Monday, June 28, 2004

Water, water everywhere

I know this is supposed to be a site about the oddities, eccentricities, and specialties of a very unique environment. What it is not supposed to be is a journal of my daily life. I cannot imagine anything much more boring. Of course, when I retell it, I try to offset the boredom with exaggeration. Nevertheless, it is rarely something to write home about. Or to write blog about.

However, I am in the middle of a refurbishing project which is occupying way too much of my time and all of my somewhat limited homeskills. Since that is all I can think of, that is what I will write of.

I tend toward being somewhat … single-minded. Some would say stubborn, but I prefer resolute. I truly believe I should be able to do anything. And I become more than a little frustrated when I cannot. My latest venture is to replace the faucets in my bathroom. Two sets. One is simply incredibly unattractive - having lost all of its shine from years of improper cleaning - and the other really should match; therefore, both need to be changed.
Now, I have already changed the piping under one of the sinks as it was totally rusted through. It took some determination and the invention of new vocabulary, and, at the very last, a man with muscle to tighten the last joint - but, it is installed and not leaking. However, in the process another rusted part was discovered - a part that has to do with the stopper bobbing up and down in the drain when the doohickey is lifted at the top. It broke clean off. No part, no stopper, no using the sink because it will not drain.

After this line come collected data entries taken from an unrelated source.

PR #933, opened 2026-06-16
Harden SCRAM iteration count

trxvorr:


src/libpgagroal/security.c
```diff
@@ -3592,6 +3602,60 @@ generate_nounce(char** nounce)
...
+   }
+
+   if (value > SCRAM_MAX_ITERATIONS)
+   {
+      pgagroal_log_error("SCRAM-SHA-256: iteration count %ld exceeds the maximum of %d",
+                         value, SCRAM_MAX_ITERATIONS);
+      return 1;
+   }
+
+   *iterations = (int)value;
```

Since I am readying the house in preparation to sell, I really need to fix this. I cannot sell a house with dysfunctional parts. There is probably a story in that. (What a metaphor!) But not the one I am telling today. No, today is the story of how the bathroom, bedroom and part of the den came to be flooded.

And that’s it. The whole story. You may fill in the rest however you will. Details are superfluous. I am sitting here now, having mopped and sponged for quite awhile, wondering if it is safe to turn the water back on.

I am alone in this, if one discounts Moose the Beagle and Bella the Cat. No one to run outside, turn the handle and wait for me to yell whether or not to turn it off again. Only me. I would have to schlog out to the outside cutoff, turn it, dash back in, listen for the gush of water, and be prepared to rush back out to the cutoff to turn it the other way. And to be quite honest, I am tired, now. Just that.

Tomorrow’s another day, etc. There is probably some analogy one could make or some irony of water in an already saturated landscape, but I don't have the literary zeal for such ponderings at this point in the story. Make your own. About all I can handle at this particular moment is to wonder how long I can “hold it” - as they say in southern Louisiana.